Cameron Pugach ’15 will begin graduate study in forensic psychology this fall at John Jay College of Criminal Justice in New York City. A Presidential Scholarship from John Jay will fund Pugach’s study for the entirety of his master’s studies.
In addition to the Presidential Scholarship, the program in forensic psychology at John Jay stood out for Pugach because of its “specific research track and a specific externship track, or a combination of the two, that few other schools do,” he says. “Their faculty is made up of some of the most prominent researchers in the field, so naturally that was a big draw for me.”
Originally a biology major on a pre-med track, Pugach had a long-time interest in psychology, which only increased during the semester he spent in Australia his junior year that started him on the late path toward his future concentration.

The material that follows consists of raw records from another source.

PR #7797, opened 2025-06-03
Add the created_at field to registered function objects 🎨

wvangeit:
## What do these changes do?

As requested by JGO, expose the created_at field of registered function / job / collection objects. This makes it easier to recognize functions created in the frontend.

(I've also split up the function rpc tests in 3 files)

## Related issue/s

https://github.com/ITISFoundation/private-issues/issues/187

## How to test

Create a function, get it back, check if the created_at date is close to the time the function was registered.

## Dev-ops

No changes


services/web/server/tests/unit/with_dbs/04/functions_rpc/test_function_job_collections_controller_rpc.py
```diff
@@ -0,0 +1,347 @@
...
+from common_library.users_enums import UserRole
+from models_library.api_schemas_webserver.functions import (
+    FunctionIDString,
+    FunctionJobCollection,
+    ProjectFunction,
+    ProjectFunctionJob,
+)
+from models_library.functions import FunctionJobCollectionsListFilters
+
+# import simcore_service_webserver.functions._functions_controller_rpc as functions_rpc
```
pcrespov, line 18: commented?

services/web/server/tests/unit/with_dbs/04/functions_rpc/test_function_jobs_controller_rpc.py
```diff
@@ -0,0 +1,355 @@
...
+
+import pytest
+from aiohttp.test_utils import TestClient
+from common_library.users_enums import UserRole
+from models_library.api_schemas_webserver.functions import (
+    ProjectFunction,
+    ProjectFunctionJob,
+)
+
+# import simcore_service_webserver.functions._functions_controller_rpc as functions_rpc
```
pcrespov, line 15: i guess copy-pasted? :-)

services/web/server/src/simcore_service_webserver/api/v0/openapi.yaml
```diff
@@ -15462,6 +15462,10 @@ components:
           type: string
           format: uuid
           title: Uid
+        createdAt:
```
pcrespov, line 15465: MINOR: try to increase the web-server version when you change the API. It is not mandatory but it is a good practice that eventually we should automate as well...

services/api-server/openapi.json
```diff
@@ -10093,11 +10093,17 @@
             "type": "string",
             "format": "uuid",
             "title": "Uid"
+          },
+          "created_at": {
```
pcrespov, line 10097: I know it is painful but we need to find an easier way to deal with changes in the public API

You have changed the domain models in `models_library.functions` which are *coupled* with the schemas of the public-api. Therefore, that produces a change in the openapi specs. Fortunally we see this because of the automatic checks that @bisgaard-itis introuced in the CI (that was a great addition!)

Nonehteless, we still need to do some work by hand. In this case, the change is backwards compatible but you also need to: 
1. somehow change the version to account for the change
2. add this change in the changelog of the corresponding endpoint (see e.g. `changelog=[
            FMSG_CHANGELOG_ADDED_IN_VERSION.format(
                "0.X.X", "Responsed field `created_at`"
            ),)`


PS: at risk of being pendantic ;-): if the endpoint would not have been exposed (i.e. `include_in_schema=False`) then we would not need to do these changes)

sanderegg (approved):
thanks!

GitHK (approved):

“I have always had an interest in therapy. Using personal analysis and the incorporation of leading psychological research to help people work through their own problems has always seemed rewarding to me,” Pugach says. “A large portion of psychology aims to understand what makes us up as people — our cognitions, our emotions, our behaviors, and our interaction with the outside world — through a scientific approach, which had me captivated immediately given my familiarity with the natural sciences already.”
With some “extensive talking and planning” with Associate Professor of Psychology Jamie Bodenlos, Pugach discovered that switching his major to psychology was possible.
Forensic psychology, which applies psychology to the legal system and vice versa, especially attracted Pugach, who has been “interested in learning about the specific traits that engender violence in both criminals and non-criminals,” he says. “Although almost everyone deals with their own inner demons, if you will, but forensic psychology offers the opportunity to either help correct or help put away those people whose problems are leading to deleterious consequences in our society.”
As he prepared to apply to graduate school, Pugach says that “the psychology program and faculty at HWS have been absolutely vital. My ability to find, understand, and analyze the research literature, my ability to think critically, and my writing skills improved immensely due to the faculty in the psychology department.”
“Individual students may show creativity, thoughtfulness, and diligence but is rare to find a student who excels in all three,” says Assistant Professor of Psychology Daniel Graham. “This combination of talents is extremely valuable in the sciences –and beyond. In addition to his academic achievements, Cameron is also an engaged and caring member of the community.”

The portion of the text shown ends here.